Action item: Each line of the listing that holds "string" counts once; report how many there are, and nothing more.

Materials provided:
PR #72, opened 2025-06-10
Get remote models

ilopezluna:
Adds ability to query models from remote registries via `?remote=true` query parameter.

- Added registry client to model manager for remote operations
- Split model retrieval into local/remote handlers
- Made `Tags` field optional in JSON responses

`GET /models/{name}?remote=true` - Fetch model from remote registry

@doringeman We initially discussed creating a common type for [local and remote models](https://github.com/docker/model-distribution/blob/main/types/model.go), but I ultimately decided against it because I don’t see a strong need.

We use different clients to retrieve local vs. remote models (the distribution client for local and the registry client for remote), and each returns its own type, which makes sense given their responsibilities.

For example, in the case of local models, it's important to return a [Model](https://github.com/docker/model-distribution/blob/b377026db94a863fceaec1a3088f924e80825888/types/model.go#L7C6-L7C11) in order to provide `GGUFPath()`

### DIFF
--- a/pkg/inference/models/manager.go
+++ b/pkg/inference/models/manager.go
@@ -37,6 +37,8 @@ type Manager struct {
 	router *http.ServeMux
 	// distributionClient is the client for model distribution.
 	distributionClient *distribution.Client
+	// registryClient is the client for model registry.
+	registryClient *registry.Client
 }
 
 type ClientConfig struct {
@@ -65,12 +67,19 @@ func NewManager(log logging.Logger, c ClientConfig, allowedOrigins []string) *Ma
 		// respond to requests, but may return errors if the client is required.
 	}
 
+	// Create the model registry client.
+	registryClient := registry.NewClient(
+		registry.WithTransport(c.Transport),
+		registry.WithUserAgent(c.UserAgent),
+	)
+
 	// Create the manager.
 	m := &Manager{
 		log:                log,
 		pullTokens:         make(chan struct{}, maximumConcurrentModelPulls),
 		router:             http.NewServeMux(),
 		distributionClient: distributionClient,
+		registryClient:     registryClient,
 	}
 
 	// Register routes.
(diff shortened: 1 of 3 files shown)


pkg/inference/models/manager.go
```diff
@@ -218,6 +239,55 @@ func (m *Manager) handleGetModel(w http.ResponseWriter, r *http.Request) {
...
+
+	return ToModel(model)
+}
+
+func getRemoteModel(m *Manager, name string) (*Model, error) {
+	if m.registryClient == nil {
+		return nil, errors.New("registry client unavailable")
+	}
+
+	model, err := m.registryClient.Model(context.Background(), name)
```
doringeman: We can pass the request's context `r.Context()` and use it instead of `context.Background()`.

pkg/inference/models/manager.go
```diff
@@ -218,6 +239,55 @@ func (m *Manager) handleGetModel(w http.ResponseWriter, r *http.Request) {
...
+	}
+
+	return ToModel(model)
+}
+
+func getRemoteModel(m *Manager, name string) (*Model, error) {
+	if m.registryClient == nil {
+		return nil, errors.New("registry client unavailable")
+	}
+
```
doringeman, line 260:
```suggestion
	m.log.Infoln("Getting remote model:", name)
```
To log it as it's done for local models in ⬇️ ?
```
func (c *Client) GetModel(reference string) (types.Model, error) {
	c.log.Infoln("Getting model by reference:", reference)
```

pkg/inference/models/manager.go
```diff
@@ -218,6 +239,55 @@ func (m *Manager) handleGetModel(w http.ResponseWriter, r *http.Request) {
...
+	config, err := model.Config()
+	if err != nil {
+		return nil, err
+	}
+
+	apiModel := &Model{
+		ID:      id,
+		Tags:    make([]string, 0),
```
doringeman:
```suggestion
		Tags:    []string{name},
```
Is this worth it?

ilopezluna: I think it’s more appropriate to use an empty array, or even nil, since we don’t really know the tags of the remote model. Also, the name could include the registry or even be a digest, so we shouldn’t use it as a tag.

ilopezluna: Actually I think `nil` is the right value. I changed to use `nil` instead empty array. Let me know wdyt @doringeman 🙏

doringeman: Looks good, thank you! Tested again, all good! 🙌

Written response: 6